6. The restaurant works with a zero-waste mindset. Why is this important to you and can you give us a few examples of how you achieve this (i.e. zero-waste)
What I like about the zero-waste mentality is that there is still so much to discover and work on. We do not use cling film, vacuum bags nor foil – covers for pots and boxes were invented already centuries ago.
I think this joy of discovery is what drives us. As some examples, we do not use cling film, vacuum bags nor foil – covers for pots and boxes were invented already centuries ago.
We try to get our produce in with as little packaging as possible. We use organic vegetables and sustainably caught fish.
7. What’s the most popular item on the menu?
That is easy – onion from Southern Estonia baked in compost, served with jerusalem artichoke and sourdough miso cream and jerusalem artichoke crisps to add texture.

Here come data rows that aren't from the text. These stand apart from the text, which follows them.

PR #6625, opened 2020-09-02
Pocketbook: Add reboot option.

ezdiy:
Turns out there's an IPC command for it.

---
This change is [Reviewable](https://reviewable.io/reviews/koreader/koreader/6625)


Frenzie (commented):
Nice, really attacking that bitrot & never implemented functionality. 👍

PR #191, opened 2020-01-13
Allowing Tabs PropType to be more permissive for children

cgalarza:


app/javascript/hyacinth_ui_v1/components/ui/tabs/Tabs.js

8. You have an international food experience working in France and Sweden. What’s the most striking difference between the food scene in France and Sweden compared to Estonia?
Our way of thinking and the tastes we use show definite signs of Scandinavian influence. When working in Fäviken in Sweden, the seasons and the produce were mostly the same as in Estonia.
And working in Paris you always learn new classical techniques and soak up on the whole atmosphere and vibes of Paris.
9. You are regarded as one of the best Estonian chefs. What sets a top chef apart from the pack?
It is hard for me to assess that. I just try to focus on my own things/topics/ niche and do what I do and deliver as well as I can.
I find it the hardest when you cannot execute your ideas in a desired way although in time you also learn to get over that more easily and you should never lose the fun factor when cooking.
10. Do you have a signature dish or a favorite dish that you enjoy cooking?
Not really…it changes in time and with seasons.
11. Do you follow food trends? If so, what is the top trend for 2020 and what’s next for 2021 and onward?
Not particularly as I am quite set with my focus on zero-waste and it seems like a great path of discovery for now, so I am not actively following new trends.
As I mentioned there is a strong focus on vegetables on the menu and that also offers a good deal of rediscovering.
I believe that after this crises, good old comfort food will make an even stronger comeback than we have witnessed so far. I also see an increase in using Asian and Japanese techniques in Europe.
12. What advice would you give someone who wants to become a chef?
Set your concept and become the best in the world in it. Figure out your niche, your thing and become the best at it in the world!